Why it matters: It was a reminder that it's possible to have extreme cold in a warming world. That's partly because there will always be weather variability. But there's also some evidence that, paradoxically, global warming may be leading to more frequent disruptions of the polar vortex — which can cause extreme cold and high-impact winter storms across the U.S., Europe and Asia.
The details: The main questions revolve around how Arctic climate change is altering the major circulation patterns in the Earth's atmosphere.
Not only are melting sea ice and warming oceans causing more heat and moisture to escape into the atmosphere in the Far North, but increasingly, mild and wet air masses from lower latitudes are intruding into the Arctic as well.
- These invasions are made possible by disappearing sea ice, since open ocean allows air masses to have higher temperatures and humidity than they may have had in the past.
- And Arctic climate change is happening more than twice as fast as climate change in the rest of the world, thanks to a process known as Arctic amplification, which refers to positive feedbacks in the Arctic climate system.
- For example, when sea ice melts, it exposes darker ocean water to incoming sunlight, which warms the water and then the air, melting more ice, and so on.
Following the Las Vegas-like adage of "What happens in the Arctic doesn't stay in the Arctic," both of these dynamics may be changing weather patterns far outside the Arctic.
- There are many studies showing statistical correlations between long-term climate change, sea ice loss in parts of the Arctic, and changes to the polar vortex.
- Scientists are now trying to nail down the physical cause-and-effect mechanisms behind these links.
- Some researchers are more sold on this than others.
What they're saying: Judah Cohen, director of seasonal forecasting at AER, a Verisk company, argues that less sea ice in the Barents and Kara Seas — a region between Finland and Russia — tends to strengthen a high-pressure area across northwestern Eurasia.
Another part of the chain reaction, of sorts, is increasing Siberian snow cover in the fall, which tends to favor low pressure in East Asia and the North Pacific. Both of these trends can alter the airflow in the upper atmosphere and knock the polar vortex off kilter, Cohen says.
- Cohen's studies show that polar vortex disruptions may be happening more frequently, and are behind an observed increase in winter cold spells in Eurasia.
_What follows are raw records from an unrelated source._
PR #510, opened 2024-03-21
Multichain load tests

volovyks:
Load tests can be executed with
`cd load-tests`
`RUST_LOG=info cargo run --release -- --host https://rpc.testnet.near.org --report-file=load_test_results.html --test-plan "$(cat ./src/multichain/test_plans/short.txt)" --scenarios multichainSign`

They're also tied to increased late winter storminess in the Northeast U.S., he's found.
Michael Mann, director of the Earth System Science Center at Penn State University, says climate models don't properly capture some of the key jet stream processes driving extreme weather events such as polar vortex disruptions.
"I would say that this particular debate is about where the debate about detectability of global warming was back in the early 1990's — honest scientists can legitimately differ based on reasonable interpretations of the evidence to date."— Michael Mann, Penn State University
Dim Comou, a climate scientist at the Potsdam Institute for Climate Impact Research, says computer models do show a link between low sea ice in the Barents and Kara Seas and more frequent weak polar vortex states, but they underestimate the strength of this tie-in.
The bottom line: Jennifer Francis, a senior scientist at the Woods Hole Research Center and an early proponent of the idea that rapid Arctic warming is leading to more extreme weather events, calls the link between warming and polar vortex disruptions "complicated and still controversial."
Still, she says, "Evidence is piling up that disruptions of the stratospheric polar vortex are happening more often and global warming is a player."